# American Wine Society Pittsburgh Conference - March 4



## ffemt128 (Jan 30, 2012)

Anyone planning on going/entering? I may attend. Looks like it could be a good time. 

View attachment wineconf.pdf


----------



## Rocky (Feb 19, 2012)

Hi Doug, I am going to the conference with my wife. I think Shoebiedoo is going also. I have entered two wines in hopes of getting some professional feedback (my friends all seem to like it, but I am not sure I can rely on their undiscerning palates). My wines are young and I don't expect to win anything. Just want to know what the judges think and how they can be improved. Hope to see you there.


----------



## AWSNational (Mar 1, 2012)

Have a great time at the conference - I wish I could go.


----------



## ffemt128 (Mar 1, 2012)

I considered entering my elderberry. Decided against it. I need to see what the plans are for Sunday and decide if I'm going or not now. Doesn't look too promising.


----------



## PAwinedude (Mar 4, 2012)

*Results....Dan can you assist?*

Anybody get/know the results of today's competition in Pittsburg? I sent some wines but was unable to attend

Thanks

Corey


----------



## Rocky (Mar 4, 2012)

Sorry Corey, I can't help you. I went to the conference myself and also had entered two wines, but I left during the wine tasting and "grazing" portion. I had a 3 hour drive back to Columbus and it was starting to flurry. I did not think it was a good idea to mix alcohol, gasoline and snow. They will notify the winners I was told. I am really looking for professional feedback. 
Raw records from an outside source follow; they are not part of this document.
PR #1074, opened 2021-03-22
[WIP] removal of audit pkg and use lib-go

EmilyM1:
This will be to remove the static files in the /audit package and instead have this operator use library-go and the audit package there conforming to the other operators

Doubling as a Proof PR for https://github.com/openshift/library-go/pull/1025


go.mod
```diff
@@ -36,3 +34,5 @@ require (
 	k8s.io/utils v0.0.0-20201110183641-67b214c5f920
 	sigs.k8s.io/kube-storage-version-migrator v0.0.3
 )
+
+replace github.com/openshift/library-go v0.0.0-20210318152630-323ad8a8f7d8 => /Users/emoss/library-go
```
tkashem, line 38: maybe go mod silently ignored the `replace` directive, I don't see `audit.go` in the library-go changes. the `replace` maybe malformed.
I think it should be 
```
replace github.com/openshift/library-go => /Users/emoss/library-go
```

EmilyM1: The replace is ok I think. It is not passing make build.

EmilyM1: @tkashem and @sttts after correcting the build errors I see the audit package now

`go: found github.com/openshift/library-go/pkg/operator/apiserver/audit in github.com/openshift/library-go v0.0.0-20210318152630-323ad8a8f7d8`

stlaz: How can the replace be ok? How is the build system supposed to know what's in `/Users/emoss/library-go`?

stlaz (changes requested):

pkg/cmd/render/render.go
```diff
@@ -251,7 +253,7 @@ func (r *renderOpts) Run() error {
 }
 
 func getDefaultConfigWithAuditPolicy() ([]byte, error) {
-	defaultPolicy, err := audit.DefaultPolicy()
+	defaultPolicy, err := libgoassets.DefaultPolicy("kube-apiserver-audit-policies", "openshift-kube-apiserver")
```
sttts, line 256: why do we care about namespace and configmap name?

The default policy (still) depends on whether we have deleted old non-sha256 oauthaccesstokens (safe vs. non-safe policy). I think we ignored this here because kube-apiserver does not log oauthaccesstokens. But for a general `DefaultPolicy` functions we need it.

go.mod
stlaz: Please look at `go.mod` in https://github.com/openshift/apiserver-library-go/pull/46 to see how it's done. You need to push your changes somewhere so that they are publicly accessible.

EmilyM1: @stlaz this is only the proof PR. 
For the real PR the changes will come from library-go master. As this was a local change only to library-go which is not pushed, that is why the option was to use local dir.

pkg/cmd/render/render.go
EmilyM1: Should:
- the ns and name parameter be removed and
- a conditional to pick secure or unsecure be added?

EmilyM1: I have renamed the DefaultPolicy function so that folks can tell the difference:
https://github.com/openshift/library-go/pull/1025/files#diff-e32a8349971df956b0a9ccb46a34e8a54f965b5d04e9a16a8a5d2d0d7dc005b6R26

If you hear anything in the way of feedback, let us know. Thanks.


----------



## Runningwolf (Mar 4, 2012)

Rocky how was the conference?


----------



## Rocky (Mar 4, 2012)

I thought that the content of the seminars was excellent. The three I chose were "Blending in the Zinfandel Patch," "Wine Acidity" and "Do I match Wine with Food or Food with Wine?" I met some very nice people and had some very good conversations and exchanges of ideas and experiences. I recommended the Forum at every opportunity and I would expect that we will get some new members. The conference was very well attended (I would estimate about 150 people). Areas of improvement would include the choice of the site, which, due to the accoustics and noise detracted from the seminars. Organization could have been improved and someone should have checked the driving directions, which listed the wrong exit off I279 to get to the site (It said exit 12 and was actually exit 5). I did not stay for the wine tasting for a number of reasons (weather, lateness of the hour and the 3 hour drive home) so I missed that and did not see who won awards. Do you know if there is a follow up correspondence from AWS on the Conference? I entered two wines and I would like to see the scoring sheets for them if that is possible. Do you know who I could contact? Any help would be appreciated.


----------



## PAwinedude (Mar 6, 2012)

*Check your email*

Results are in.....should be in your email


----------



## Runningwolf (Mar 6, 2012)

...and how did you guys do?


----------



## PAwinedude (Mar 6, 2012)

*Results*

12 Gold...48 Silver.....78 Bronze.......

I entered three - 2 silver, one bronze

Interestingly, of the 12 Gold...11 were Reds....

Good to enter....haven't done so in a while.


----------



## Runningwolf (Mar 6, 2012)

LOL, I first saw 12 gold and I thought wow way to go!!! You still did great. Congratulations. Competitions arer fun and a good way to meet other wine makers.


----------



## tonyt (Mar 6, 2012)

I entered one, Amarone MM Meglioli 2010, and got a silver. 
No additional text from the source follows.